If there is a connectivity issue, the job will fail in the “Run NDISTest Client” task. The job’s log files will list failures when the test and support NICs cannot communicate bidirectionally. Review the results in the job’s log files, check the machines’ connections, and try running the job again.

You should also check that you are selecting the correct machine as the support machine. With multiport NICs and multiple machine setups, it is very easy to select the wrong NIC or wrong machine. We suggest keeping the two machines running LAN tests in their own machine pool to avoid accidentally selecting the wrong machine.

The NDISTest 6.5 – [2 Machine] – CheckConnectivity job

The NDISTest 6.5 – [2 Machine] – CheckConnectivity job ensures that the test and support devices can communicate correctly by doing a basic send and receive.

If the “Run script to detect devices and populate parameters” task is marked as failed, the device autodetection failed. Double click detect.wtl to open the autodetection log to determine which device was not detected.

Autodetection of the devices will only work if machines are set up in the recommended topology. The test machine needs to contain the target NIC and the message NIC. The support machine needs to contain a support NIC and a message NIC. Any additional connected Ethernet devices will make autodetection impossible and will require the devices to be renamed to denote their roles.

The support NIC needs to be connected to the test NIC using a direct connection (no switch or hub) in order to avoid interference. The message NICs are the same NIC used for connectivity to the controller machine and the rest of the lab or corporate network.

The CheckConnectivity script logic

The autodetection script logic is as follows:

  1. Find the message NIC.

    1. Search for devices named “MessageDevice”.

    2. If not found, search for the Ethernet NIC with a DHCP assigned IP address.

    3. If still not found, search for the Ethernet NIC with a statically assigned IP address.

    4. If nothing is found, fail and exit.

  2. If running on the support machine, find the support NIC.

    1. Search for devices named “SupportDevice0”.

    2. If not found, search for a physical, enabled Ethernet NIC that is not the message NIC.

    3. If nothing is found, fail and exit.

Full details of the autodetection script logic can be found by examining the script which is located at: \\[CONTROLLER]\Tests\[ARCH]\NDIS\Scripts\detect.wsf


[CONTROLLER]. The name of the controller computer.
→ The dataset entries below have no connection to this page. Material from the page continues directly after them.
PR #384, opened 2020-04-14
Updates .gitignore to ignore auto-generated files in VSCode

amiecorso:
Something is automatically producing (and re-generating) the following files in VSCode:
```
scripts/.settings/*
scripts/.classpath
scripts/.project
```
and this update prevents them from getting pushed to master.

### Type of Change

- [ ] Documentation Updates
- [ ] Release

## Before / After
.gitignore up to date for anyone with the same files present.

## Test Plan
CI

### DIFF
--- a/.gitignore
+++ b/.gitignore
@@ -9,6 +9,9 @@ build/*
 
 # Ignore files from VSCode.
 *.code-workspace
+scripts/.settings/*
+scripts/.classpath
+scripts/.project
 
 # Created by https://www.gitignore.io/api/osx,node
 # Edit at https://www.gitignore.io/?templates=osx,node


amiecorso:
Noah I put you on here because these files actually seem like an eclipse/Java thing and maybe you know why they appeared in this project (which I'm looking at in VSCode).  If not, no worries.

tedkalaw:
have you found any docs on these files? any hints on docs that might suggest what conditions cause them to be generated?

nkramer44:
.project and .classpath look like eclipse files to me, but maybe VS code uses the same files types?

Whatever their purpose, they definitely shouldn't be in the git repo

tedkalaw:
still curious if we have any leads on why this is happening...is this vscode? the only reason i ask is that it seems odd to grow `.gitignore` with files unique to a person's env - you could imagine this file being arbitrarily long

PR #402, opened 2020-04-23
Expose CryptoAddressDetails in PayIDClient

keefertaylor:

Modify `PayIDClient` to return the full details of addresses rather than just a string.

### Context of Change

If someone put a classic address and tag into PayID they would only get the classic address back, which is problematic. 

A future PR will enforce that `XRPPayIDClient` always returns X-Addresses. 

This is a breaking change but PayID is still unreleased so I don't think it's a big deal. 

### Type of Change

- [ ] Documentation Updates
- [ ] Release

## Before / After

Full details exposed. 

## Test Plan

Tests updated for CI.

### DIFF
--- a/src/PayID/pay-id-client.ts
+++ b/src/PayID/pay-id-client.ts
@@ -11,6 +11,7 @@ import Compliance from './Generated/model/Compliance'
 import TravelRule from './Generated/model/TravelRule'
 import DefaultApi from './Generated/api/DefaultApi'
 import ComplianceType from './compliance-type'
+import { CryptoAddressDetails } from './Generated'
 
 interface PayIDComponents {
   host: string
@@ -59,7 +60,7 @@ export default class PayIDClient {
    * @param payID The payID to resolve for an address.
    * @returns An address representing the given PayID.
    */
-  async addressForPayID(payID: string): Promise<string> {
+  async addressForPayID(payID: string): Promise<CryptoAddressDetails> {
     const payIDComponents = PayIDClient.parsePayID(payID)
     const basePath = `https://${payIDComponents.host}`
     const { path } = payIDComponents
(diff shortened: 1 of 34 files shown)


src/PayID/pay-id-client.ts
```diff
@@ -59,7 +60,7 @@ export default class PayIDClient {
    * @param payID The payID to resolve for an address.
    * @returns An address representing the given PayID.
    */
-  async addressForPayID(payID: string): Promise<string> {
+  async addressForPayID(payID: string): Promise<CryptoAddressDetails> {
```
hbergren, line 63: So `Xpring-SDK` only supports PayID for `CryptoAddressDetails`?

How would you retrieve `AchAddressDetails`?

keefertaylor: For now yes. At some point in the future we'll have to change this and return the complete wrapper and let the client fend for themselves. That feels like a worse API and we are already regularly making breaking changes here so it doesn't feel worth future proofing.

hbergren: I bet there are a limited number of `AddressDetailType`s that we'll support.

I wonder if eventually, we can just have a `addressForPayID` that has helper functions like `cryptoAddressForPayID` and `achAddressForPayID`, and it looks at the `addressDetailType` in the response payload to determine which helper method to use.

src/PayID/xrp-pay-id-client.ts
```diff
@@ -11,4 +11,18 @@ export default class XRPPayIDClient extends PayIDClient {
...
+   *
+   * Note: Addresses are always in the X-Address format.
+   * @see https://xrpaddress.info/
+   *
+   * @param payID The payID to resolve for an address.
+   * @returns An address representing the given PayID.
+   */
+  async xrpAddressForPayID(payID: string): Promise<string> {
+    const result = await super.addressForPayID(payID)
+    return result.address
```
amiecorso, line 26: Does this not also just return the classic address?  like even though `addressForPayID` returns the full address details?  Oh wait, this is what the future PR is going to do... it's going to make sure that this address that you're digging out of the details IS an X-address and therefore incorporates the tag... Just lemme know if I'm wrong about this otherwise approving.

keefertaylor: No that's exactly the case. I was just doing it in two PRs to make the deltas clear for reviewers.

PR #421, opened 2020-04-30
Replace grpc with grpc-js

Stormtv:
Replace `grpc` with the new `@grpc/grpc-js` https://grpc.io/blog/grpc-js-1.0/

@grpc/grpc-js is full typescript and is the upgrade to the deprecated grpc lib.

This is a breaking change as `@grpc/grpc-js only works on Node ^8.13.0 || >=10.10.0` so this would deprecate old versions of node.js.

### Context of Change
Updated the code generation for the new protobufs.
Updated the constructors for network services to work with grpc-js.
Replaced some node imports with web imports in some places where we should always default to web.
Replaced the `toProto()` for SendPaymentResponse as it was always using the web version of send_payment_request_pb which caused issues with the new grpc-js generated files.

### Type of Change
- [X] Breaking change (fix or feature that would cause existing functionality to not work as expected)

## Before / After
Nothing should really change except we are using the newer lib.

## Test Plan
CI Passes


src/XRP/grpc-xrp-network-client.ts
```diff
@@ -1,44 +1,44 @@
...
   public constructor(grpcURL: string) {
-    if (isNode()) {
-      this.grpcClient = new XRPLedgerAPIServiceClient(
-        grpcURL,
-        credentials.createInsecure(),
-      )
-    } else {
-      throw new Error('Use gRPC-Web Network Client on the browser!')
-    }
+    const XRPLedgerAPIServiceClient = grpc.makeClientConstructor(
```
keefertaylor, line 34: I think we can also remove the protocol buffer getters at the end of this file?

Stormtv:
> This is awesome. A few questions:
> 
> * Have you tested this works in the browser? Can we `npm link` it into the web wallet?
> * Do we still need to hit envoy or does this library work over HTTP2?
> 
> Thanks for the answers, it's not totally clear from the blog post and I assume you know them off the top of your head rather than me trundling through the code.

Yes this works in the browser, we do still require the envoy to my knowledge. I'll see if I can play around to figure out if there is a way to get rid of the envoy.

Stormtv:
@keefertaylor Got around to testing this and it did not work with the browser, so I reverted this PR back to just upgrade grpc with grpc-js and keep the shim

Stormtv:
Still looking into why tests are failing...

Stormtv:
Tests are finally passing now, one of the issues was the `toProto` method in the ILP payment request was using the web version even on node.

keefertaylor:
\+ @nkramer44  as FYI since this might affect Hermes

Stormtv:
Just did a big merge conflict fix it should work but now with v1.1.1 of the new grpc-js there is a better way to make the client constructors so I should update to that.

Stormtv:
Okay the service client should be typed now

Stormtv:
Linked this into Xpring Wallet System and build / tested this based on the branch here https://github.com/xpring-eng/xpring-wallet-system/pull/853. Everything works as expected.

keefertaylor:
Thanks for verifying. Approved.

PR #423, opened 2020-04-30
Enforce Ledger Specifiers as to not use Open Ledgers

Stormtv:
Currently when requesting account information and transaction history we are not setting the ledger specifier to validated ledgers only. This means all the balances we return and potentially the transaction histories can include unconfirmed values. This could lead to issues where a user thinks they have received a payment when in reality that payment could be fraudulent.

I noticed this in the XpringWallet as the balance was consistently updating in under 500ms after being funded from the faucet, this should of course take 4s on average.

### Context of Change
Add ledger specifier to the default xrp client.

### Type of Change

## Before / After
No more unconfirmed transactions impacting the user's balance.

## Test Plan
CI Passes

### DIFF
--- a/src/XRP/default-xrp-client.ts
+++ b/src/XRP/default-xrp-client.ts
@@ -29,6 +29,7 @@ import GRPCNetworkClientWeb from './grpc-xrp-network-client.web'
 import { XRPNetworkClient } from './xrp-network-client'
 import isNode from '../Common/utils'
 import XRPError from './xrp-error'
+import { LedgerSpecifier } from './Generated/web/org/xrpl/rpc/v1/ledger_pb'
 
 /** A margin to pad the current ledger sequence with when submitting transactions. */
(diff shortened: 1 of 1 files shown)


src/XRP/default-xrp-client.ts
```diff
@@ -81,6 +82,10 @@ class DefaultXRPClient implements XRPClientDecorator {
     const request = this.networkClient.GetAccountInfoRequest()
     request.setAccount(account)
 
+    const ledger = new LedgerSpecifier()
```
keefertaylor, line 85: I actually think you could just refactor this to be:
```javascript
const accountData = this.getAccountData(address)
```

And that would simplify this method and reduce the boiler plate where you need to set this.

Stormtv: @keefertaylor Not quite sure I follow on this comment. Is that in the scope of the PR?

PR #428, opened 2020-05-05
Fix Build

keefertaylor:

Swagger generates JS files with incorrect annotations and `tsc` compiles them. This fails builds upstream. 

### Context of Change

Swagger's JS is a bit rough around the edges and it causes typescript declaration file generation to output faulty files. 

Dodge this problem by not generating .d.ts files for .js files. 

### Type of Change

- [ ] Documentation Updates
- [ ] Release

## Before / After

npm package actually works. 

## Test Plan

I pulled down the wallet on branch [ac/utility-refactor](https://github.com/xpring-eng/xpring-wallet-system/pull/619) and ran:
```shell
$ cd system
$ npm i 
$ tsc -d
```

I observed a typescript error. 

Then I ran `npm link` to link this build in instead and ran `tsc -d` again. No errors!

### DIFF
--- a/package.json
+++ b/package.json
@@ -16,7 +16,7 @@
     "build/**/*"
   ],
   "scripts": {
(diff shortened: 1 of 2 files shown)


Stormtv:
The original reason for AllowJS was due to us having the generated javascript. If this works great but I am surprised this didn't throw any errors.

keefertaylor:
Yeah, I just re-worked this as it broke our tests.

PR #429, opened 2020-05-05
Fix Constants in POST Invoice

keefertaylor:

Fix some minor constants to put us inline with PayID spec. Thanks to @tedkalaw  who pointed this out. 

### Context of Change

Fix constants in PayID. 

Also remove ComplianceType as a configurable parameter and hardcode to travel rule, as other values don't make sense (the rest of the inputs to this function are for travel rule). 

Breaking change, but PayID is experimental.

### Type of Change

- [ ] Documentation Updates
- [ ] Release

## Before / After

Before: Not compliant
After: Compliant

## Test Plan

CI

### DIFF
--- a/src/PayID/pay-id-client.ts
+++ b/src/PayID/pay-id-client.ts
@@ -198,7 +198,7 @@ export default class PayIDClient {
     const compliance = new Compliance(ComplianceType.TravelRule, travelRule)
 
     const signatureWrapper = new SignatureWrapperCompliance(
-      'compliance',
+      'Compliance',
       compliance,
       publicKeyType,
       publicKeyData,
--- a/src/PayID/pay-id-client.ts
+++ b/src/PayID/pay-id-client.ts
@@ -10,8 +10,8 @@ import SignatureWrapperCompliance from './Generated/model/SignatureWrapperCompli
 import Compliance from './Generated/model/Compliance'
 import TravelRule from './Generated/model/TravelRule'
 import DefaultApi from './Generated/api/DefaultApi'
-import ComplianceType from './compliance-type'
 import { CryptoAddressDetails } from './Generated'
+import ComplianceType from './compliance-type'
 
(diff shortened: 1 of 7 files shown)


src/PayID/pay-id-client.ts
```diff
@@ -197,10 +195,10 @@ export default class PayIDClient {
 
     const travelRule = new TravelRule(originator, beneficiary)
 
-    const compliance = new Compliance(complianceType, travelRule)
+    const compliance = new Compliance(ComplianceType.TravelRule, travelRule)
 
     const signatureWrapper = new SignatureWrapperCompliance(
-      complianceType,
+      'compliance',
```
dino-rodriguez, line 201: These strings are uppercase in the WP

Not sure if that really affects functionality, but I would say it would be best to keep those the same

dino-rodriguez: To be clear, not all uppercase, but like: `Compliance`

src/PayID/pay-id-client.ts
```diff
@@ -197,10 +195,10 @@ export default class PayIDClient {
 
     const travelRule = new TravelRule(originator, beneficiary)
 
-    const compliance = new Compliance(complianceType, travelRule)
+    const compliance = new Compliance(ComplianceType.TravelRule, travelRule)
 
     const signatureWrapper = new SignatureWrapperCompliance(
-      complianceType,
+      'Compliance',
```
hbergren, line 201: Should this not be 'TravelRule'?

keefertaylor: I'm told by @dino-rodriguez  and @tedkalaw that it should be TravelRule.

hbergren: I did not look carefully enough at this and realize we were building a `SignatureWrapper`.

PR #432, opened 2020-05-06
Fix parameter name

keefertaylor:

The server returns `addressDetailType` not `addressDetailsType`.

### Context of Change

This feels backwards to me because the other field is called `addressDetails`.

### Type of Change

- [ ] Documentation Updates
- [ ] Release

## Before / After

Compliant to server

## Test Plan

CI


keefertaylor:
Without a definitive guide, I'm going to merge this and adopt the change across Xpring SDK.

hbergren:
I think it might make more sense to update the PayID server to return `addressDetailsType`.

I know that's a breaking change, but we probably have one coming up anyways with Dino's return all addresses feature, and I want to make _another_ breaking change to the private API, to switch the `pay_id` property to `payId` to be consistent with the public API.

keefertaylor:
Can we file an Asana issue to track this @hbergren / @dino-rodriguez ?  I'm happy to leave this as is AS LONG as we're tracking why it's not compatible with the server version.

hbergren:
https://app.asana.com/0/1143722888069470/1175597112527169

(This is a subtask of that. I just grouped all the potential Breaking Changes things I can think of).

keefertaylor:
TY Hans!

PR #438, opened 2020-05-11
Removes LedgerSpecifier from GetAccountTransactionHistoryRequest

amiecorso:
A `GetAccountTransactionHistory` gRPC request only returns validated transaction data by default.  Adding a `LedgerSpecifer` to the request is likely to result in incomplete data, so this PR removes the `LedgerSpecifer` from `GetAccountTransactionHistoryRequest`.

For more details on when to use `LedgerSpecifier`s see the notes in these PRs:
- https://github.com/xpring-eng/xpring4j/pull/218
- https://github.com/xpring-eng/XpringKit/pull/204

### Type of Change

## Before / After
Before: Transaction history likely to be incomplete unless transactions were *just* submitted.
After: transaction history should be correct.

## Test Plan
CI / integration tests pass

### DIFF
--- a/src/XRP/default-xrp-client.ts
+++ b/src/XRP/default-xrp-client.ts
@@ -316,10 +316,6 @@ class DefaultXRPClient implements XRPClientDecorator {
     const request = this.networkClient.GetAccountTransactionHistoryRequest()
     request.setAccount(account)
 
-    const ledger = new LedgerSpecifier()
-    ledger.setShortcut(LedgerSpecifier.Shortcut.SHORTCUT_VALIDATED)
-    request.setLedgerSpecifier(ledger)
-
     const transactionHistory = await this.networkClient.getTransactionHistory(
       request,
     )


intelliot:
To add some clarification here:

- If you specify the "validated" ledger, then you are only looking at the most recent ledger that has been validated by the whole network. That will typically contain only transactions validated in that 3-5-second window.
- A ledger contains the current account object and some transactions, but if you want _historical_ transactions, you need to consider all of the past ledgers that also contained transactions affecting your account.
- It is probably useful to retrieve/show unvalidated transactions and they should be clearly indicated as "pending" when they are shown in a UI.
  - The main consideration/question here is the user experience.
- With `account_tx` you would check the `validated` field for each tx in the response. https://xrpl.org/account_tx.html

cjcobb23:
>     * With `account_tx` you would check the `validated` field for each tx in the response. https://xrpl.org/account_tx.html
@intelliot  nice clarification. `account_tx` only ever returns validated data though, so you don't need to check the `validated` field. You do need to check `validated` when using `tx` though.

PR #439, opened 2020-05-11
Add configuration for Patch

keefertaylor:

The `project` tag applies the setting to a project, while the `patch` tag is needed to run on the PR's coverage. 

### Context of Change

Now that we have a base code coverage submitted, I am experimenting and ensuring it works. Not providing a patch configuration was one place I messed up. 

### Type of Change

- [ ] Documentation Updates
- [ ] Release

## Before / After

Configuration runs on patch. 

## Test Plan

CI

### DIFF
--- a/codecov.yml
+++ b/codecov.yml
@@ -1,5 +1,11 @@
 coverage:
   status:
+    patch:
+      default:
+        target: 80%
+        threshold: 1%
+        base: auto 
+        if_ci_failed: error
     project:
       default:
         target: 80%


codecov.yml
```diff
@@ -1,5 +1,11 @@
 coverage:
   status:
+    patch:
+      default:
+        target: 80%
+        threshold: 1%
+        base: auto 
+        if_ci_failed: error
```
hbergren, line 8: Solid. So just to be clear,

The `project` tag below asserts that the project stays at 80% coverage or above, and _this_ tag asserts that any PR changes are at least 80% covered by tests. Is that right?

keefertaylor: Correct.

[ARCH]. Either x86 (for x86-based processors) or amd64 (for x64-based processors).

Reading the NDISTest Logs

One way to read NDISTest logs is to double click “ndistest.wtl” or right click the task result and go to “Additional files” for the job result you want to view. This will open the DTM Manager log viewer.

NDISTest also produces HTML logs which are often much more readable. To view the HTML log for a result, right click the task result and go to “Additional files”. There will be several files listed; open the checkconnectivity.htm file under the “Client” folder.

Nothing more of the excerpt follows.